[Task material — start]
PR #10622, opened 2022-09-29
Ruby: Postupdate notes for assignment expressions.

michaelnebel:
This is a follow up of https://github.com/github/codeql/pull/10444
There is flow from "taint" to the field `field` on post-update node for `x` in the call to `taint_field`.

```ruby
def taint_field x
  x.field = "taint"
end

taint_field(y = x)
sink(x.field)
```

### DIFF
--- a/ruby/ql/lib/codeql/ruby/dataflow/internal/DataFlowPrivate.qll
+++ b/ruby/ql/lib/codeql/ruby/dataflow/internal/DataFlowPrivate.qll
@@ -52,6 +52,8 @@ private CfgNodes::ExprCfgNode getALastEvalNode(CfgNodes::ExprCfgNode n) {
   or
   result = n.(CfgNodes::ExprNodes::ConditionalExprCfgNode).getBranch(_)
   or
+  result = n.(CfgNodes::ExprNodes::AssignExprCfgNode).getRhs()
+  or
   exists(CfgNodes::AstCfgNode branch |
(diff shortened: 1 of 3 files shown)


ruby/ql/lib/codeql/ruby/dataflow/internal/DataFlowPrivate.qll
```diff
@@ -52,6 +52,8 @@ private CfgNodes::ExprCfgNode getALastEvalNode(CfgNodes::ExprCfgNode n) {
   or
   result = n.(CfgNodes::ExprNodes::ConditionalExprCfgNode).getBranch(_)
   or
+  result = n.(CfgNodes::ExprNodes::AssignExprCfgNode).getRhs()
```
hvitved, line 55: This case should now be removed in `localFlowStepCommon`.

hvitved (changes requested):

ruby/ql/lib/codeql/ruby/dataflow/internal/DataFlowPrivate.qll
michaelnebel: Oh - right!

hvitved (approved):
Thanks, LGTM. Let's see what DCA says.

michaelnebel:
DCA doesn't show any change in alerts or any signs of performance regressions.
[Task material — finish]
#### Assignment
Return solely the count of lines in the data above in which the word "dataflow" occurs.

#### Solution for this task
4